Specification Guidelines

Your specs should document all your design decisions, as well as all the interesting points about your class structure and algorithms. Given a good specification, you (or anyone with commensurate programming experience) should be able to implement your entire program without running into any unforeseen design decisions.

However, after you submit your specs, you will inevitably run into unforeseen issues, or you will alter your algorithm. If this happens, you need to update your specifications to reflect the current implementation and design strategy. It would also be useful to note why such changes were needed. Be sure to submit updated specifications at each deadline.

If your spec differs from your code, both are wrong.

Specification Outline for Project 2

High Level Specifications

Overview

Notes: This need not be technically specific. This is something users should be able to read and consequently understand what the application does as well as why they would want to use it.
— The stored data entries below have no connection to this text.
PR #714, opened 2018-09-17
fix symbol names on public imports

neild:
This PR includes two commits: The first adds new test cases that better demonstrate the effects of the second.


dsnet:
Lovely title. You'll probably want to use the "rebase and merge" feature.

PR #720, opened 2018-09-28
protoc-gen-go: put all imports in one section

neild:
Keep plugin imports and non-plugin imports in the same section, but
don't try to split stdlib and non-stdlib imports into different
sections. Consistent with using astutil to insert all imports from a
blank slate.


dsnet:
Oops. I accidentally merged this instead of approved it. GitHub could benefit from a 1-click approve button.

Program Use & Normal Behavior

Example

Modules

Notes: A module or component is some unit of program operation. For this project, initializing the game world with the world description file and parsing the input stream from the user's typed commands are two such modules (there are definitely more). For each module, you should describe operationally how it fits into the whole application, give a general overview of what the module needs to do and broadly detail how modules will interact.

General Flow

World Description File Input/Parsing

Game Initialization

Interaction with the User

Notes: You may feel like you are repeating parts of the project description here and in other places in your specification. This is okay. A project specification is a technical document that should be able to stand alone containing all the relevant information about your project.

Low Level Specifications

Data Structures and Algorithms

Notes: Be specific here. Feel free to refer to actual classes and interfaces as well as their methods. Pseudo-code may even be appropriate. The content in this section rests heavily on design choices, so the above questions should only be taken as a starting point. This is one of the most important parts of the spec for this project. Describe any abstraction you choose to implement and justify why this will allow you to add additional program features later.

Analysis

Notes: Both analyses need not be rigorous, but should give an idea of how your program scales and which components, if any, are the bottlenecks.

Testing

Timetable


Stylistic Notes

  1. The specification is NOT a readme file. It is a technical document which should have correct grammar and spelling.
  2. Examples are useful. It is often better to show with an example rather than to tell textually. Reusing one or two examples throughout the spec may make it easier for a reader to follow.
  3. Being vague and wordy is not beneficial. Try to get your point across directly and briefly.

General Notes


Examples

Program Use & Normal Behavior

  1. The program will have a command line-based user interface. The user will need to say:

    $ java Adventure inputfile

    where the inputfile is a world description file for a particular configuration of a game world.
  2. No output files will be generated. Program output will be sent to System.out.

Merits: Explicitly shows command line interface.

Faults: Should be more specific as to what a world description file is and what types of such files are supported. This may be discussed in more detail in another section of the specification, but that section should be referenced here. Depending on the context of this section, the numbering scheme may not be appropriate.